# Describing imputation simply



## Pergamum (Nov 23, 2011)

How would you describe the concept of imputation to a child, or to a tribal? 


What analogies would you use?

And do you have any non-financial analogies? Anything from the natural world or common usages within society, even simple societies?

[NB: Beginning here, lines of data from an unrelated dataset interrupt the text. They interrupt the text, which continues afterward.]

PR #183, opened 2021-12-02
Add go vet and staticcheck to CI

ethan-lowman-dd:
We can also make use of GitHub's CodeQL static analysis for free since this is open source, but we can leave that to an other PR.


client/client.go
```diff
@@ -560,56 +559,6 @@ func (c *Client) downloadMetaUnsafe(name string, maxMetaSize int64) ([]byte, err
 	return ioutil.ReadAll(io.LimitReader(r, maxMetaSize))
 }
 
-// getRootAndLocalVersionsUnsafe decodes the versions stored in the local
```
ethan-lowman-dd, line 563: This was unused code, and marked as unsafe, so I'm removing it.

trishankatdatadog (approved):

client/delegations_test.go
```diff
@@ -263,6 +263,9 @@ func initTestDelegationClient(t *testing.T, dirPrefix string) (*Client, func() e
 		TargetsPath:  "targets",
 	}
 	remote, err := HTTPRemoteStore(fmt.Sprintf("http://%s/", addr), opts, nil)
+	if err != nil {
```
asraa, line 266: can this be `assert.Nil(t, err)`?

.github/workflows/build.yml
```diff
@@ -33,3 +33,13 @@ jobs:
       run: |
         GO111MODULE=off go get github.com/mattn/goveralls
         $(go env GOPATH)/bin/goveralls -coverprofile=profile.cov -service=github
+    - name: Vet
+      run: go vet ./...
+    - name: Install staticcheck
+      run: "GO111MODULE=off go get honnef.co/go/tools/cmd/staticcheck"
```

My son Noah, 7, understands it (we have a picture of a boy under a cross with his sin going to the Cross and "Christ's righteousness" going from the Cross into him). But some others last year, local adults, didn't seem to understand.


----------



## bug (Nov 24, 2011)

There are just so many different ways of illustrating this, to tech savvy young people I have using the illsutration of video editing, and spoken of how God edits 'the video of our lives' replacing all the sin in our video with the perfection from Christs, and putting our sin into Christ's video. 

Another analogy is to use a horse and donkey. The horse has the best saddle and bridal, the donkey has a heavy burden that it can hardly carry, but God takes the budern off the donkey and puts it on the strong horse, and he takes the saddle and bridal off the horse and puts that on the donkey. The horse then carries the burden to the destination. 

The point here is if you want a relevant illsutration you need to understand the people and their situation - with the information you give here I cannot be more relevant then that


----------



## InSlaveryToChrist (Nov 24, 2011)

Here is one common illustration you may be aware of (11:4:

[video=youtube;tQwnF-AIZXM]http://www.youtube.com/watch?v=tQwnF-AIZXM[/video]


----------



## Ask Mr. Religion (Nov 24, 2011)

Show them this:

[video=youtube;XrLzYw6ULYw]http://www.youtube.com/watch?v=XrLzYw6ULYw[/video]



AMR


----------



## Semper Fidelis (Nov 24, 2011)

The Priest with Dirty Clothes: Dr. R.C. Sproul - Book - Theology, Atonement, Worldview & Culture, Children's Books | Ligonier Ministries Store

They just played R.C. reading the book today in fact: The Priest with Dirty Clothes from Renewing Your Mind Radio with R.C. Sproul

Another that R.C. has written: The Prince's Poison Cup: Dr. R.C. Sproul - Book - Worldview & Culture, Children's Books | Ligonier Ministries Store

I've read The Priest with Dirty Clothes to adults as well.

When I'm talking to my kids, I relate sin to disobedience. Just the other night here was the conversation.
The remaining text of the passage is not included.